PROBLEM → Provide only the number of lines in the following data that contain "building".

(Items from a dataset)
PR #227, opened 2020-10-30
chore: run CI tests on push

dsanders11:
Only lint is running on push to `master` at the moment, running test as well might help catch a mix-up like #221 more quickly.

### DIFF
--- a/.github/workflows/test.yml
+++ b/.github/workflows/test.yml
@@ -1,10 +1,16 @@
-name: Continous Integration
+name: Continuous Integration
 
-on: pull_request
+on:
+  push:
+    branches:
+      - master
+  pull_request:
+    branches:
+      - master
 
 jobs:
   build:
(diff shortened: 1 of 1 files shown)


.github/workflows/test.yml
```diff
@@ -1,10 +1,10 @@
 name: Continous Integration
 
-on: pull_request
+on: [push, pull_request]
```
codebytere, line 3: We can be more specific; let's do:

```yml
on:
  push:
    branches:
      - master
  pull_request:
    branches:
      - master
```

codebytere (changes requested):

.github/workflows/test.yml
dsanders11: 👍

codebytere (approved):
ty!

Issue #229, opened 2020-11-02
Using Goma Can Slow Down Local Builds


dsanders11:
A downside to always going through Goma for building is that by default it limits the number of local subprocesses to a suboptimal number for local building. In situations where the Goma cluster isn't being used, such as no Internet access, or building something which will have a lot of cache misses, this means you're not using all available CPU power.

There's a handful of Goma environment variables which can be tweaked to get around this. I haven't really looked into which ones are actually useful for this end goal: `GOMA_EXCLUSIVE_NUM_PROCS`, `GOMA_MAX_SUBPROCS`, `GOMA_MAX_SUBPROCS_LOW`, `GOMA_MAX_SUBPROCS_HEAVY`,  `GOMA_BURST_MAX_SUBPROCS_HEAVY`, `GOMA_MAX_SUBPROCS_PENDING`.

[Here is the Goma code](https://chromium.googlesource.com/infra/goma/client/+/master/client/goma_flags.cc) which is pulling less than optimal numbers. You can see that for a 4-core CPU, the two functions will return 1 and 2 respectively. On a 4-core you end up limited to two processes for local building.

```c++
static int MaxSubProcsLow() {
  int cpus = devtools_goma::GetNumCPUs();
  if (cpus > 0)
    return std::max(1, cpus / 5);
  return 1;
}
static int MaxSubProcs() {
  // +1 is for high priority task like local fallback.
  return MaxSubProcsLow() + 1;
}
```

Since `-j` is set to 200 for Goma, and only affects how many Goma tasks will be used, a different flag (and default) for max number of local subprocesses would be good.

codebytere:
Addressed in https://github.com/electron/build-tools/pull/256

PR #230, opened 2020-11-02
feat: --no-goma flag for `e build`

dsanders11:
Refs #229.

Sometimes it's better to not use Goma, like when you don't have Internet access. Provides a flag to toggle Goma at build-time rather than needing to modify your config and change it back.

### DIFF
--- a/src/e-build.js
+++ b/src/e-build.js
@@ -31,8 +31,8 @@ function ensureGNGen(config) {
     return runGNGen(config);
 }
 
-function runNinja(config, target, ninjaArgs) {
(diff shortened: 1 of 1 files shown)


ckerr (approved):
Ahhh you should've PRed this a week ago before Zeta knocked out my internet for a couple of days :smile:

dsanders11:
@ckerr, I've actually had it in my local version for a few weeks but it slipped back in the new PR queue. Now you'll have it for next time!

codebytere (approved):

WRITTEN RESPONSE → 2